Die sehenswerte Bergkirche aus dem 12. Jahrhundert mit ihren zwei charakteristischen Türmen befindet sich nicht weit davon im alten Stadtviertel „Bergkwartier“. Wohl wegen der vielen historischen Häuser feiern die Deventer hier jedes Jahr im Dezember das „Charles Dickens Festival“. Mit entsprechenden Kostümen werden dann mehr als 950 Figuren aus den Büchern zum Leben erweckt: von Scrooge bis Oliver Twist, von Mr. Pickwick bis zu den Christmas Carol Singers, von Waisenkindern bis zu Büroangestellten. Der Eintritt ist frei, aber aufgrund der vielen Besucher kommt es am Eingang des Stadtviertels schon mal zu längeren Wartezeiten.


So einen „Leierkasten“ haben wir noch nie gesehen

Wir schlendern durch die Altstadt und hören auf einmal Drehorgelmusik. Hört sich aber irgendwie anders an als der normalen Leierkasten ... viel besser. Neugierig folgen wir dem Klang und entdecken ein seltsames Gefährt: Eine Crescendo-Drehorgel (mit Pfeifen und Schlagzeug) auf einem Hänger, der (anscheinend) von einem Rasenmähermotor angetrieben wird. Alle fünf Minuten legt ein „Maschinenführer“ ein neues Lochkartenbuch ein mit je zwei Liedern, während ein zweiter mit der Sammeldose von Haus zu Haus geht. Da wir uns in einer Einkaufszone befinden, muß ich unvermittelt an den Rattenfänger von Hameln denken. Bei Youtube gibt es ein (etwas langatmiges) Video zur Orgel , der wir noch eine Weile folgen.
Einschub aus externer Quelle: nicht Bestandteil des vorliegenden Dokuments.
PR #842, opened 2023-01-16
Added CSS type to props

niktek:
Only merge this if it helps, totally fine if the typings come from the polishing process.


endigo9740:
The problem right now is I don't know what or how many props are going to change. It'll occur on a per-component basis. I recommend keeping this as a draft for reference, but 110% needs to happen during or after the refinement passes

endigo9740:
Closing this as the new PR has replaced this.

PR #847, opened 2023-01-18
Feat/contrast checker

ryceg:
## Before submitting the PR:

## What does your PR address?

Adds a contrast checker that allows the user to quickly make sure that their theme meets WCAG AA or AAA guidelines. Tooltip allows them to hover for more info (but is currently not updating when you change color)


endigo9740:
Quick feedback:

1. Using the current them colors for success/warning/error falls apart for randomization. I'd recommend using hardcoded green/yellow/red instead to indicate status. They may not not play well with the theme, but they're not part of the theme.
2. Not sure I understand the text crammed into the label text. It's breaking the layout. I'd suggest keeping this info in your tooltip

image

3. I should have been more specific - I meant native `tooltip` attributes not our utilities. This is a temporary home as I feel the tooltips may undergo some structural changes and should not be relied on atm. If you absolutely keep theme ensure they use a neutral color - even `bg-neutral-900` would be fine here.
4. There's little reason to use colored emoji when we have a proper icon library inserted now. We can use any that fall under "free". And with the proper on-color these should remain readable. Right now we're getting the "clown" effect where everything is so colorful it's grabbing all the attention. This is a tool, not the main attraction.

- https://fontawesome.com/icons/thumbs-up?s=solid&f=classic
- https://fontawesome.com/icons/thumbs-down?s=solid&f=classic

4. The use of buttons is odd odd. I might suggest badges, which can be much smaller by default.
5. Nik brought this up, but I also didn't understand the check mark. Again positive/negative should be the focus, with more info for power users in the tooltip. Anything more than that and we'll have to introduce a legend for normal users.

Ping me when these changes are in and I'll review again. Thanks!

endigo9740:
@ryceg I know this is still a work in progress, but a few small issues:

- Position is off. This needs to be bumped to the left a bit to overlap. Test with/without rounded inputs too.
- The badge is oblong (taller than it is wide). Not sure why.
- When hovering there needs to be a space after the RGB values

Screen Shot 2023-01-19 at 1 39 22 PM

endigo9740:
@ryceg First off great job with this, it seems like a very useful feature that can help a lot of folks.

That said there's a few things we might need to address here:

## Icons

The face icons just don't work on my monitor - there is too much detail crammed into too small of a space. My utr widescreen monitor cannot run native high pixel density, so the result is a fuzzy mess. Given the I'm going to suggest we lean into your other idea of using filled stars. It's not perfect, but it's better.

I've tried to capture this with my phone (sorry for the poor quality)
image

## Title Message

I'd suggest the following text changes to the text message.

`rgb(${backgroundColor})` (wrap the RGB values)

Plus:

```js
? 'has excellent contrast!' // <--- excellent
: smallAA
? 'is AAA for larger text' // <--- replace AAA with "satisfactory"?
: largeAA
? 'suitable only for large text' // <--- replace with "poor" (our audience won't limit like this)
: 'fails contrast guidelines')
```

## Badge Colors

It doesn't seem like the icons/message/badge colors sync. Note how I have a half start + full start with green backgrounds. It's not immediately obvious to me why though. This feels like a mistake?

Screenshot 2023-02-02 at 2 05 58 PM

PR #850, opened 2023-01-19
Updated to match latest svelte-create options

niktek:
While doing some updating for create-skeleton-app I noticed there have been a few changes to SK library projects.

I diffed the changes between a fresh SK lib project and ours - most are superficial (preprocess{ preprocess{}} is more clearly named with {vitePreprocess{preprocess{}} and vite.config is now TS with types.  The main one of concern was the tsconfig.json, but it looks like the extra options we had added ourselves are now being handled by the included `"extends": "./.svelte-kit/tsconfig.json"` base configuration.  There are still some differences in things like the "lib" section, but having gone through the entire docsite/testing/publishing process - everything seems to be working fine.

Had to make a change for an unused Alert on install page and fixed the SvgIcon vitest to make everything work.
svelte-kit sync is now recommended to be run more often to ensure that types are properly generated.


endigo9740:
@niktek Funny enough I had fixed a few of these in my pending PR as well. Looks good though, thanks for this!

PR #866, opened 2023-01-22
ListBox value during Form submission

Sarenor:
Added prop to optionally render a hidden input that contains the selected values to ListBox so that the values automatically get submitted during Form submission.

It has the same issues that the SubmitFunction -> FormData.append() solution that I proposed initially has: It's still FormData and can therefore only take strings or blobs.

That means that strings work perfectly well, numbers and arrays will have to be coerced because they are strings like this:
```json
{
    "selectedString": "stringvalue",
    "selectedNumber": "10",
    "multiSelection": "selectionOne,selectionTwo,selectionThree"
}
```

It's still a better solution than having to include a custom SubmitFunction.

On the other hand, with a custom SubmitFunction we could reset the ListBox to an unselected state like you'd expect it from a Form, that's currently not possible with the hidden input solution proposed here

### DIFF
--- a/src/lib/components/ListBox/ListBox.svelte
+++ b/src/lib/components/ListBox/ListBox.svelte
@@ -11,6 +11,8 @@
 	export let space = 'space-y-1';
 	/** Provide to set scrollable listbox region height. */
 	export let height = '';
+	/** Should the ListBox value be included in Form submissions*/
+	export let includeInFormSubmission = false;
 
 	// Props (Item)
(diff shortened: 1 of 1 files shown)


endigo9740:
@Sarenor Per our discussion today I'm going to close this, but we will have it available for review if need be. I might have you review the form components as I get through the polish pass review in https://github.com/skeletonlabs/skeleton/pull/862

PR #867, opened 2023-01-23
Chore/analytics

niktek:
Not sure why it's creating a new PR, maybe because the other one was closed


endigo9740:
Pinging @Sarenor on this so he sees this. He mentioned taking a stab at this too.

Issue #922, opened 2023-02-03
Polish Pass: Utility Features


endigo9740:
> **Warning** - this ticket is a work in progress. If you have suggestions please add a comment below!

Base on:
- https://github.com/skeletonlabs/skeleton/issues/782

## Goals

The goal of this pass will be to improve, refine, and finalize all Utility features in Skeleton.

- [x] Fix and address known issues and bugs
- [x] Refactor code, cleanup styles, and improve edge cases
- [x] Improve documentation for each feature
- [x] Expand with new features as relevant
- [x] Make overlays not suck, or at least suck less
- [x] Ensure Vitest test cases are passing
- [x] Resolve `FIXME` issues ([reference](https://user-images.githubusercontent.com/1509726/216708976-ea8c37a1-adbf-46e5-a09f-095402907c6e.png))
- [x] Update all style props to use `CssClasses` type

### Local Storage Stores

- [x] Update to the latest upstream version 0.40.0

### Code Block

- [x] Minor visual refresh and code refactor
- [x] Property `buttonCopy` renamed `button`, default value is now `variant-soft`
- [x] Added `buttonLabel` and `buttonCopied` for basic i18n support
- [x] Added style props for `blur` and `shadow`
- [x] Prepare documentation "previewer" component

### Drawers

- [x] Docs: make it clear these are a singleton
- [x] Greatly improved documentation and setup instructions
- [x] Provide advanced tip for animating background contents, per [#637](https://github.com/skeletonlabs/skeleton/issues/637)
- [x] Refactor of Drawer animation logic
- [x] Added `shadow` property for Drawer element
- [x] Added `regionBackdrop|Drawer` props. Available as overrides as well!
- [x] BREAKING: Removed drawer `margin` in favor of backdrop `padding` (provides better results)
- [x] Rounded corners by default, based on theme settings (set `rounded-none` to disable)

### Lightswitch

> **Warning** - this utility feature has been complete rebuilt from the ground up.

- [x] Lightswitch component rebuilt with new UI design and new props available
- [x] Now uses a service-like approach, per [#737](https://github.com/skeletonlabs/skeleton/issues/737)
- [x] Provided an alternative to to the component if you wish to use OS preference automatically
- [x] Users can now interface with our methods, or build their own Lightswitch UI
- [x] Provided and documented interface stores, getters, and setter methods.

> NOTE: we need to test [#905](https://github.com/skeletonlabs/skeleton/issues/905)

### Modals

[...]

PR #923, opened 2023-02-04
fix max toasts.

munxar:
## What does your PR address?

The Toast component renders max + 1 toasts, which contradicts the description of the max property.
Added test and fixed implementation.


endigo9740:
Thank you @munxar. I'll go ahead and merge this. FYI I'm about to kick off a major update to our Utility feature per:
https://github.com/skeletonlabs/skeleton/issues/922

If you come across any similar issues for other Utility features I'd advise you add them to that ticket, so we're not doubling up on work!

Thanks!

PR #946, opened 2023-02-09
fix typo in logo-cloud example doc

joffreybesos:
Small type fix in logo-clouds doc.
There's an extra </span> in the code sample causing a syntax error.


endigo9740:
Thanks, merged!

PR #947, opened 2023-02-09
Feat/GitHub workflow

christophsturm:
## What does your PR address?

This adds a github workflow that runs `vitest`, `pnmp lint` and `pnpm check` on every pull request and push to dev

I disabled all currently violated eslint rules, and autofixed those that could be autofixed.

`pnpm check` still reports errors so it should probably be disabled for now. (or kept as a reminder to fix it soon)

Also I hope that the workflow really works, because the only way to really test a github workflow is to submit a pull request that runs it.


endigo9740:
@niktek tagging you to review this as well.

@christophsturm We have a guidelines that non-trivial updates require prior discussion, per:

This saves everyone time if we decide the the work is not something we wish to move on yet. I see you asked in Discord, but did not follow Dominik's instruction to reach out in #contributors (again for prior discussion), and never got a proper thumbs up from Nik or myself (core maintainers).

First things first, I need to know more about how this works:

- When a user submits a PR that fails one of these tests, how are they informed of failure?
- Does this block the PR from being submitted altogether?
- What about a commit to a PR already present? Will it fail if there's a missing semicolon, etc?

General idea is we use draft PRs a lot, and those aren't always in a complete and production-ready shape. They're not always ready for linting or tests to be run against them. We might be testing a proposed change and failure messages or anything blocking that process would be more detrimental than useful.

christophsturm:
@endigo9740 I did read the guidelines, I just made this pr anyway because I had the workflow file in one of my private projects already, so I thought I make a PR to just show the general idea. 

now to your questions, they all are not really specific to this workflow, but are more generally about github ci workflows
>When a user submits a PR that fails one of these tests, how are they informed of failure?
Does this block the PR from being submitted altogether?
What about a commit to a PR already present? Will it fail if there's a missing semicolon, etc?

endigo9740:
@christophsturm First off we appreciate the attempt to help, but unfortunately I don't think this is something we're going to be able to accept. There's a number of flaws in execution here:

1. Acknowledging but failing to follow our contribution guidelines, especially prior discussion
2. Disabling, rather than resolving, linting issues
3. Plus this is an inherently flawed way to go about this, it's occuring post-commit rather than pre-commit

We've had some internal discussion about introducing Husky Hooks, which would allow for these sorts of checks in a pre-commit stage. I think that'll be MUCH more valuable and much easier for folks to act on, given they get the immediate feedback and we're not deploying code that doesn't met a certain threshold of expectations.

If you wish to help with this effort, I might suggest you sync with @ryceg on Discord (he's an Aussie, so mind the timezones) and let's discuss this upfront and decide on a plan to act. Thanks!

christophsturm:
no problem, i just wanted to show how I would do it. this was basically the start of the "discussion" step

>Disabling, rather than resolving, linting issues

I disabled them because I did not want to do everything in one PR. They are not meant to stay disabled

> Plus this is an inherently flawed way to go about this, it's occuring post-commit rather than pre-commit

This is meant to run in addition to checks that the users run pre commit. It is for checking pull requests before they are merged.

endigo9740:
All good - even closed we can still reference and learn from this PR. The core team and I are discussing some ideas for this but no conclusions yet. Basically we're still in flux about where and how these checks are going to be implemented. Once we can wrap our head around that we can start figuring out some actionable goals.

PR #953, opened 2023-02-10
Tabs docs: Fix href on link to local-storage-store

carlosg2:
Updated link to local-storage-stores docs


endigo9740:
Thanks @carlosg2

Sieht unprofessionell aus, funktioniert aber tadellos

Und der Campingplatz? 100 Meter von der Anlegestelle der Fähre entfernt mit freier Wahl des Stellplatzes auf Wiesen in der Sonne bzw. in der Nähe schattiger Bäume oder in einem kleinen Wäldchen mit komplettem Sonnenschutz – top. Die Sanitätanlagen: Okay bis … naja … einfach. Und die Entsorgung von Grauwasser: Dazu wird eine Schüssel unter das Wohnmobil geschoben und das Wasser läuft über einen daran befestigten dicken Schlauch ab. Auch einfach – funktioniert aber tadellos. Wir haben 21 Euro pro Nacht bezahlt.



Woeste Willem – ein cooler Natur-Spielplatz direkt neben dem Campingplatz

Das Beste ist allerdings der Natur-Spielplatz „Woeste Willem“ direkt nebenan – jedenfalls für Eltern mit jüngeren Kindern, die sich auch mal dreckig machen dürfen: das Flussufer, Kriechröhren durch kleinere Hügel, verschlungene Wege durch Gebüschdschungel, löchrige Brücken, Balancier-Balken über nicht allzutiefe Schluchten, Wasserpumpe mit verästeltem „Baum-Äquadukt“ sowie eine kleine scheue Schafherde samt Hinterlassenschaften, die fröhlich auf dem Platz umher springt.

Ein Besuch in Deventer lohnt sich. Wer nur einen Tag bleiben will, parkt am besten auf „userer Seite“ an der Anlegestelle. Das ist kostenlos und Platz genug ist auch da. Ich wäre gern noch zwei Tage länger geblieben, doch wir haben eine Verabredung und fahren weiter nach Amsterdam.